╔══

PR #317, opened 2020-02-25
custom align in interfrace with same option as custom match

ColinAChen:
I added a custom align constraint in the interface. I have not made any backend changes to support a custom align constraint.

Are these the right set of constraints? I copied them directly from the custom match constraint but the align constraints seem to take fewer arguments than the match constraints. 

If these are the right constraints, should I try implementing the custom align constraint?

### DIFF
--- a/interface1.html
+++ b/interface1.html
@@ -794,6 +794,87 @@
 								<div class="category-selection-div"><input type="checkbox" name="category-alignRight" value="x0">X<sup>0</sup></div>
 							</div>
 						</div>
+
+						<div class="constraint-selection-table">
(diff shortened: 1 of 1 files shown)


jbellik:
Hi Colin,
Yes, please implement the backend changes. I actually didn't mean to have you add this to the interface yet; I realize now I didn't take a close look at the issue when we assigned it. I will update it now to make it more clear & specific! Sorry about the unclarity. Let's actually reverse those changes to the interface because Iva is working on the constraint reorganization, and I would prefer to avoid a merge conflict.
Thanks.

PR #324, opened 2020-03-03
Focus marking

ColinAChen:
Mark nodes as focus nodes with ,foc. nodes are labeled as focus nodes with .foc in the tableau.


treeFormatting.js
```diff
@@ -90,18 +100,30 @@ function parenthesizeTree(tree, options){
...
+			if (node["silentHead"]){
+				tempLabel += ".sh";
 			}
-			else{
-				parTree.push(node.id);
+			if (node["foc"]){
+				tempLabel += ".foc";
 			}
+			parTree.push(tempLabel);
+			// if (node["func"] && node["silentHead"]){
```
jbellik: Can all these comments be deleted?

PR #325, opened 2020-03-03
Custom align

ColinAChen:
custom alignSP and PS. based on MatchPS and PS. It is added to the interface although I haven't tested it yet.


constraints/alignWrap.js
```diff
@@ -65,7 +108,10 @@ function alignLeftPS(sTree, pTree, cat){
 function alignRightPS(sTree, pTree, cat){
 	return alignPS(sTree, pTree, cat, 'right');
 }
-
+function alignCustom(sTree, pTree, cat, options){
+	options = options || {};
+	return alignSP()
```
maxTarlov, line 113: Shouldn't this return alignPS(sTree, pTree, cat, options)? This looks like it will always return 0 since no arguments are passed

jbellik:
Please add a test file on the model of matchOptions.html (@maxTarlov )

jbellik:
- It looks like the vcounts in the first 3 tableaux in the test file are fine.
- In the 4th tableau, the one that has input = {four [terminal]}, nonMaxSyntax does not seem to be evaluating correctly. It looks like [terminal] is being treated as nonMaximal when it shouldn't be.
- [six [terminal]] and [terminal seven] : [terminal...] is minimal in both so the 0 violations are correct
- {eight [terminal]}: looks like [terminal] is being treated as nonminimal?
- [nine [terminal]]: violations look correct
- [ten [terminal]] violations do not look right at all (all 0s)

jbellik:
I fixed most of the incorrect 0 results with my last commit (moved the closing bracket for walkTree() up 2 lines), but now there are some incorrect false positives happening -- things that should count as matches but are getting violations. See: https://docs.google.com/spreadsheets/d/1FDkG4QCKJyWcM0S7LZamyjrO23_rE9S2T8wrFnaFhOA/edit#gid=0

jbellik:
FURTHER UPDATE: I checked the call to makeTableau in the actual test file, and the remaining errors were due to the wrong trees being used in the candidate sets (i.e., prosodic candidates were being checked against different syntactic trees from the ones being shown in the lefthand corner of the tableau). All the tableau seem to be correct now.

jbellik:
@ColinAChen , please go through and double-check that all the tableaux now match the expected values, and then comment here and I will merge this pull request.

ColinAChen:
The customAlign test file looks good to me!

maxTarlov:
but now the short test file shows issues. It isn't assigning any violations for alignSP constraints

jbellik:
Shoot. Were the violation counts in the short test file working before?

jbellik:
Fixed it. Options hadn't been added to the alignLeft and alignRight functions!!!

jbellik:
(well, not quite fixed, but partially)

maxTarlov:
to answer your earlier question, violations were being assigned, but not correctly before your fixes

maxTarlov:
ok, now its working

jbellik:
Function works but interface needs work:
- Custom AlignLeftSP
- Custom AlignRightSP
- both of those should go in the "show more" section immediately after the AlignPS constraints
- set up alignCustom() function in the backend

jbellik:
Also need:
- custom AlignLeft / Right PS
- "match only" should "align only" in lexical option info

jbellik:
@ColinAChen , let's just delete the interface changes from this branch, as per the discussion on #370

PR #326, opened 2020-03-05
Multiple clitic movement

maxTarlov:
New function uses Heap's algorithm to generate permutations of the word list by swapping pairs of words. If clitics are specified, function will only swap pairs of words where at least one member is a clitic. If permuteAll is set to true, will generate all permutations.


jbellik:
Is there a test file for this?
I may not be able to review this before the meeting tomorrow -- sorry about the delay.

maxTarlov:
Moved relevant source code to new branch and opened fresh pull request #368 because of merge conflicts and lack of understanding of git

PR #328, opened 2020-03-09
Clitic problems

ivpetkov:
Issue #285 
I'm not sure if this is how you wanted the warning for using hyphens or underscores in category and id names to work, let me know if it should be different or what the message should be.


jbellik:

╚══

* **What this task involves**:
Reproduce every line from the preceding data in which the word "that" can be found.

* **Written answer**:
- In the 4th tableau, the one that has input = {four [terminal]}, nonMaxSyntax does not seem to be evaluating correctly. It looks like [terminal] is being treated as nonMaximal when it shouldn't be.
I fixed most of the incorrect 0 results with my last commit (moved the closing bracket for walkTree() up 2 lines), but now there are some incorrect false positives happening -- things that should count as matches but are getting violations. See: https://docs.google.com/spreadsheets/d/1FDkG4QCKJyWcM0S7LZamyjrO23_rE9S2T8wrFnaFhOA/edit#gid=0
@ColinAChen , please go through and double-check that all the tableaux now match the expected values, and then comment here and I will merge this pull request.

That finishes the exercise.